Where Does Europe End?
An idea, not a continent.
Stanley Pignal, the Economist’s Brussels bureau chief and Charlemagne columnist, observes “The definition of Europe has always been both inspiring and incoherent.”
Curiously, the only continent to have united under a moderately effective form of multinational government is not actually a continent. English-speakers may call Europe “the continent”, but that is because their language evolved on an island off its coast. In fact it is simply a convoluted promontory of Eurasia. This sets geographers a puzzle: where does Europe end? The eastern border especially is fuzzy. The current consensus holds that it runs through Russia along the Urals, gets vague for a while and then follows the Caucasus mountains’ watershed to the Black Sea. That makes demi-Europeans of not just Russia, Turkey and Georgia but also Kazakhstan and perhaps Azerbaijan. It puts Armenia outside Europe, though many Armenians would disagree.

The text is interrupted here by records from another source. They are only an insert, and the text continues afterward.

PR #4440, opened 2023-12-08
Add Cross Cycle Tabular View for Portfolio Summary Goals

perryr16:
Create a new view for displaying cross-cycle tabular data in a format requested by Better Buildings.

#### What's this PR do?
- A new Portfolio Summary page to view individual and aggregated EUI improvement between 2 cycles.
- A New Goal database table with the following attributes: 
   - Organization
   - Baseline Cycle
   - Current Cycle
   - Access Level Instance 
   - Area Column
   - EUI Column 1
   - EUI Column 2 (optional)
   - EUI Column 3 (optional)
   - Name
   - Target Percentage
   
- Access Level Instance controls: Users cannot view properties or access level names that are 'above' themselves in the tree. For example, a parent user can see its own and its children's properties. A child user can only see its properties, not its sibling's or parent's.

Clearly, geography is not all people mean by Europe. But other definitions also lead to confusion. If Europe is wherever European powers hold sway, colonialism has ensured it spans the globe. Cross the westernmost land border of the Netherlands and you step directly into France, because you are on the Caribbean island of Saint Martin, which they split. Define Europe culturally, meanwhile, and you will notice that polka music sounds more like Mexican norteño than like Spanish flamenco, and that Greek ouzo and Lebanese arak are the same drink. Go with political values and you find many democracies outside Europe qualify, while some quasi-dictatorships inside might not. Use religion or race, and you are engaging in bigotry—nowadays seen as un-European.
All this might seem academic, were it not that the question of what defines Europe is vital for countries who want to join the European Union. Of the current serious applicants—six countries in the western Balkans, plus Georgia, Moldova and Ukraine—most sit well inside the physical continent. They have not yet got into the eu because they have not met its accession criteria. But those criteria themselves are in part a product of centuries of debate over what it means to be European. And eu voters’ gut sense of who belongs in the club is shaped by history.

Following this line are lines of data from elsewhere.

PR #4442, opened 2023-12-12
display x axis label for ranked distance to compliance

kflemin:
X-axis label was missing for "Ranked distance to compliance" on property insights page. 
It is there now:
Screen Shot 2023-12-12 at 4 19 37 PM


nllong (approved):
most excellent

Issue #3371, opened 2022-07-14
Filters - Include multiple "and" / "or" / "exclude"


isalanglois:
Harry requested this for Maryland user, we need to communicate with them once this task is complete

Contact: Maryland

RDmitchell:
It might be worth talking to the folks at  the Maryland office to see how they were trying to filter the data to make sure we understand the use case.

isalanglois:
@RDmitchell  That's a good idea. Let's talk about it tomorrow in the meeting

RDmitchell:
@isalanglois -- I moved this from Q4 to Q3, in case Maryland needs it before the final quarter. Someone might want to check with Maryland to see when they might want to start using SEED.

ebeers-png:
I've recently added this to BEAM, based on the mockup Veronique made in Google Docs (linked above). Would you like the code for it contributed back to SEED? It replaces the current AND/OR/EXCLUDE bar in the inventory list, and can be saved in filter groups. 

![image](https://github.com/SEED-platform/seed/assets/53191386/44fb19b3-aaf1-4bad-8a33-ef02c1ba37ae)

haneslinger:
PR: https://github.com/SEED-platform/seed/pull/4449

RDmitchell:
instance: dev1
SHA: bcbec0272
Org: BPS - DC

Seems to work well 
![image](https://github.com/SEED-platform/seed/assets/6314950/32922d7f-dcb0-448f-861f-b8a8e125ed04)

PR #4449, opened 2023-12-19
Labels: Added complex filtering logic

ebeers-png:
#### What's this PR do?

Adds more complex label filtering logic to the inventory list, by allowing users to filter the inventory by label on AND, OR, and EXCLUDE all at once. 

The complex label logic can be saved to filter groups, and migrations will update pre-existing filter groups to the new setup. 

#### Remaining work

Before merging this into develop, the inventory list menu should be re-organized to make room for the two new rows, which take up a lot of screen space.

The inventory map page, which also uses label filtering, was left unchanged, since it doesn't (yet) use Filter Groups and will work fine without the complex label logic. But it can be easily updated if needed, since its own code is already based on the inventory list's.

#3371

(Ignore the missing icons)

image


seed/migrations/0212_move_filtergroup_labels.py
```diff
@@ -0,0 +1,40 @@
+# Generated by Django 3.2.18 on 2023-12-19 16:15
```
haneslinger, line 1: 💯

haneslinger (commented):
This is great! thank you! I have only a few notes, and a tiny commit that adds a test I would like to see passing. I'm happy to address them, if you like.

@kflemin, how to you want to handle that white space in the ui @ebeers-png mentioned above?

@ebeers-png, Have you noticed any different in query speed?

ebeers-png:
@haneslinger Thank you for the review and suggestions! Added the catch for erroneous data to the update method, and I was able to simplify _get_label_views() a little more as well. 

Re: query speed, I haven't really noticed a difference in inventory load times. But that's mainly because SEED calculates included/excluded building ids on the frontend, in inventory_list_controller (lines 1110-1128). That's not the case for the custom report insights though, which uses _get_label_views() in models/data_views to get the right buildings. So I'd have to check whether the old code (with `set.intersection(...)` everywhere) is faster than what you suggested (though I doubt it).

haneslinger:
The failing test is not this PRs fault. I'm addressing it now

The idea of Europe started with the ancient Greeks, who contrasted it with despotic, barbarian Asia. After the Roman Empire fell, the dream of reunifying Europe recurred periodically. In the Middle Ages that meant uniting Christendom against Islam. In the 17th and 18th centuries, as religious and imperial wars raged, secular ideas were floated. In 1712 the Abbé de Saint-Pierre called for a “European Union”, and in 1795 Immanuel Kant proposed something similar in his “Perpetual Peace”. Unfortunately the fellow who was busy trying to unite the continent at the time used bloodier means, until he was stopped at Waterloo.
The Enlightenment sense of who belonged in Europe rested on Europeans’ alleged rationality and cosmopolitanism. The 19th century added the idea of intrinsically European cultures and peoples—or, most dangerously, races. Such nationalism meant more wars and, in their guilty aftermath, calls for European unity. The modern European movement started after the first world war. Some of its founders saw it as a way for Europe to compete with America and the Soviet Union. That implied that Russia could never join. Nor, some thought, could Britain, which identified more with its empire than with Europe. (They were right that this was an issue.)

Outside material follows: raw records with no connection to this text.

Issue #3904, opened 2023-03-17
Unmerging records removes them from the cycle they belong to


RDmitchell:
From Veronique, Clearly Energy

Unmerging records in a cycle takes those newly separated records out of any cycles, which is a problem.

RDmitchell:
@isalanglois / @nllong -- this issue should get some priority, as it was submitted by Clearly Energy

RDmitchell:
@nllong / @isalanglois -- seems like this might have a fairly high priority since Clearly Energy reported it.

RDmitchell:
see also #3836

RDmitchell:
@kflemin -- based on our call today with BEAM, we need to figure out where we are with this issue.

PR #4452, opened 2023-12-20
Fix: Use old cycles during unmerge

haneslinger:
In contrast to https://github.com/SEED-platform/seed/issues/3904, here's the new workflow

Okay, so we've got a property present in two cycles, one has been merged into:
image
image

see?
image

Now if we unmerge the merged one:
image

We've one got one new property:
image


haneslinger:
@kflemin @axelstudios the failing test here imply this intented behavoir. why? Is it still?

kflemin:
I don't have any historical context for this one. @nllong? @axelstudios?   Basically, what we are trying to do here is: when we unmerge 2 properties, we want to associate one of the unmerged properties back to the "old" existing property and create a new property for the other unmerged property.  This is in contrast to what happens now:  when a property is "unmerged" into 2, it creates 2 new properties.

haneslinger:
@kflemin @axelstudios repinging this

kflemin:
**Resolution:**
- assign meters to both properties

He follows this with several paragraphs of musings about EU expansion, which will ultimately sort itself out. But the notion that “Europe” is a social construct is really more interesting to me.
It’s of course right. Indeed, it’s probably true of all the continents save Australia, which is bounded, and Antarctica, which is essentially uninhabited and is an afterthought on standard world maps.
Asia shares a landmass with Europe so, almost by definition, its beginning and end are just as murky.
Africa would seem pretty cut and dried but I personally don’t think of the Arab states of Northern Africa as “African” but rather part of the Middle East.
The Americas are connected by the Central American isthmus and, while Mexico is generally considered part of North America but the United Nations and others consider it part of Central America. And, for that matter, many in Latin America think of the Americas as a single continent, not two.